Task to carry out =>
All lines holding the word "runs" are to be copied from the records beneath.

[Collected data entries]
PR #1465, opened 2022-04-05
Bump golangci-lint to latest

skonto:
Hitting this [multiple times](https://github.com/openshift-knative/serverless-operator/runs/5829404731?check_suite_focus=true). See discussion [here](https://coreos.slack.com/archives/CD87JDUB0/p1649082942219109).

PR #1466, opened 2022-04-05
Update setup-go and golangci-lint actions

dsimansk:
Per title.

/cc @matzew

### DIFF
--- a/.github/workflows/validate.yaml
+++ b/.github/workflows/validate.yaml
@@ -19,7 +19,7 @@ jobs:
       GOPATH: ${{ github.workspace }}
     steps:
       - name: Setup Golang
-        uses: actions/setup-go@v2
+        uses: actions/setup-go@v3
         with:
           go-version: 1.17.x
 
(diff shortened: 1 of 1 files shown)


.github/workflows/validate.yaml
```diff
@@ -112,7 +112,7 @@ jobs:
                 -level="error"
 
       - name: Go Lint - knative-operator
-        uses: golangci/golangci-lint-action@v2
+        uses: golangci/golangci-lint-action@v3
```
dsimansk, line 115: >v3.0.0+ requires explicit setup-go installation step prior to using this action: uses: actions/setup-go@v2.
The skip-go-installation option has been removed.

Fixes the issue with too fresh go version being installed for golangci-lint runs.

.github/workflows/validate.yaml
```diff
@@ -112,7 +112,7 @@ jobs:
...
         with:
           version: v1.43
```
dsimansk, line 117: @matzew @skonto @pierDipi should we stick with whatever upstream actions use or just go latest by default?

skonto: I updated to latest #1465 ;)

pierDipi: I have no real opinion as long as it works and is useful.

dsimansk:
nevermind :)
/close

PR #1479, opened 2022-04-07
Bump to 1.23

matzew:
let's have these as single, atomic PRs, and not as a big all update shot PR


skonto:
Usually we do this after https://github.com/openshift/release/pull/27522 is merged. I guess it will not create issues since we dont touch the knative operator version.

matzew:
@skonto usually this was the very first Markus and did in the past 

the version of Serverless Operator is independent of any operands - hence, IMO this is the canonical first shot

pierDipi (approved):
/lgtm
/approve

* * *

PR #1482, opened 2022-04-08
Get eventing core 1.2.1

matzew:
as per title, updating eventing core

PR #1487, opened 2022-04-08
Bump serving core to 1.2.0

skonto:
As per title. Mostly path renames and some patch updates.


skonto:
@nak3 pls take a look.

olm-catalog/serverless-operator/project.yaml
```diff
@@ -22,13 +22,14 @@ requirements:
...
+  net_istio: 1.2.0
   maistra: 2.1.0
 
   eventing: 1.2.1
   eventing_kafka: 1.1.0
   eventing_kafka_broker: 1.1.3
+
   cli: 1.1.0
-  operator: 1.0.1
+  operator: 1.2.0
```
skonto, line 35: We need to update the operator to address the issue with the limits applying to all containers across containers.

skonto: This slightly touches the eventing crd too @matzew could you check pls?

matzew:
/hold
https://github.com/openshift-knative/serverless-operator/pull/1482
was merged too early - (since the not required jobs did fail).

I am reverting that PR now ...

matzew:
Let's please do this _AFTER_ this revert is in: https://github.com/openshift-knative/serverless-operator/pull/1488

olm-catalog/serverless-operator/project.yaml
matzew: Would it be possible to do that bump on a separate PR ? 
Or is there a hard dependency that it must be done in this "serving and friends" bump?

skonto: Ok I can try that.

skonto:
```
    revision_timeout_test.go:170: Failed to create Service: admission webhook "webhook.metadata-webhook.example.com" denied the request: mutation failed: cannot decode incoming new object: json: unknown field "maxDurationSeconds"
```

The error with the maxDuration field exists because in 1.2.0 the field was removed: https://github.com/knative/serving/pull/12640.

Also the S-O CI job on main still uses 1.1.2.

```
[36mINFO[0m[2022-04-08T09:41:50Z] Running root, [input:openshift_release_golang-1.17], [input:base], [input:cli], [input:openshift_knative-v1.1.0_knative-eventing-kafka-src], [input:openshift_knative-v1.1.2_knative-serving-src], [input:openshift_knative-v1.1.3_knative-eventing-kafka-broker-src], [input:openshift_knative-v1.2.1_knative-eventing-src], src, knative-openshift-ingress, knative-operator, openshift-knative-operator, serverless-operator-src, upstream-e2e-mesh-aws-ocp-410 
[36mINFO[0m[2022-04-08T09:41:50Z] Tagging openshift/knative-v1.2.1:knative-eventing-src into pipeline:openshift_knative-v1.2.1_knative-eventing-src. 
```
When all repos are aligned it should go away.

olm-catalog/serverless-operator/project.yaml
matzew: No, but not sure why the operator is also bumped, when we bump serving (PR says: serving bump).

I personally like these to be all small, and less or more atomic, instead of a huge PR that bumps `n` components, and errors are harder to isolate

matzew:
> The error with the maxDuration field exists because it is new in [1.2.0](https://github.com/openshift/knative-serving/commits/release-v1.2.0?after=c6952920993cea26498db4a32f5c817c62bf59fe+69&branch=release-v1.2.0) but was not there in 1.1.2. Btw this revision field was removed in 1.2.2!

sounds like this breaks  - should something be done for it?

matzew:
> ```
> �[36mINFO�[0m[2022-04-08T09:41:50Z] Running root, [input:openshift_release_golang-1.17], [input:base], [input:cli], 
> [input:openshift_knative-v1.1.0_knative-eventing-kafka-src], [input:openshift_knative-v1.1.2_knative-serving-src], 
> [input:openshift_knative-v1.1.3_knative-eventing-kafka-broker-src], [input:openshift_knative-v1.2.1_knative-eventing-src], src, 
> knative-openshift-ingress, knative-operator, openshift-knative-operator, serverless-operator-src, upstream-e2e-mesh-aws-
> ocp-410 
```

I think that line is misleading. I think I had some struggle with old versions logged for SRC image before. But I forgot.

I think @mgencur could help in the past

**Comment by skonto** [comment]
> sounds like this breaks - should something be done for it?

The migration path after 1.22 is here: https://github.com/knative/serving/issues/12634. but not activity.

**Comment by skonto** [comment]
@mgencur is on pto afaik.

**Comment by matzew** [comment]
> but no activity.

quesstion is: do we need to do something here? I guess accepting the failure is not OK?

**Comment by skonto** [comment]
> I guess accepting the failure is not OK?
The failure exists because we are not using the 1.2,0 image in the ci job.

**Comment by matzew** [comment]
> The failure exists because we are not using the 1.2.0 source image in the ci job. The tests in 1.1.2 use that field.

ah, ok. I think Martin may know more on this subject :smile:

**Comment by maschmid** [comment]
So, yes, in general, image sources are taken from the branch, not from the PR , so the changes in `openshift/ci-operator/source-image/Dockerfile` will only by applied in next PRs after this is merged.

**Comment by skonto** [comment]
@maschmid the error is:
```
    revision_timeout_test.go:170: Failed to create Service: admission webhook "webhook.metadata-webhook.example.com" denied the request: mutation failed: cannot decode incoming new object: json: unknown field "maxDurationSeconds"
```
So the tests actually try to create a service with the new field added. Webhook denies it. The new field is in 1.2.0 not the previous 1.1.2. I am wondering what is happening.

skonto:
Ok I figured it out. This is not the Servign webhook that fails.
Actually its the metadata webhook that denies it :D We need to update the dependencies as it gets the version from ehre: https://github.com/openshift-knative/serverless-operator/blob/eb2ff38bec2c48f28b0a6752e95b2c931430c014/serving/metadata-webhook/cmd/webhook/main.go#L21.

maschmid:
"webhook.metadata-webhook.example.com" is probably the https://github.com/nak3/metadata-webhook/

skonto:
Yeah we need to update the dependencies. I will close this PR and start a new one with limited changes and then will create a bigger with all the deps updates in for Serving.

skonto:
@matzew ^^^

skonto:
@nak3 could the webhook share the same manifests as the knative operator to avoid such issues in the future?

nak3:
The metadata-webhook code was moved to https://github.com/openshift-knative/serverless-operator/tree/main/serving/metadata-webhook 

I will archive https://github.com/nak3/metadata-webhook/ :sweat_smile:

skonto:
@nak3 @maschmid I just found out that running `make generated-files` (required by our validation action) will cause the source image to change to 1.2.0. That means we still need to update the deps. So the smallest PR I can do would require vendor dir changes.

Reply =>
Hitting this [multiple times](https://github.com/openshift-knative/serverless-operator/runs/5829404731?check_suite_focus=true). See discussion [here](https://coreos.slack.com/archives/CD87JDUB0/p1649082942219109).
Fixes the issue with too fresh go version being installed for golangci-lint runs.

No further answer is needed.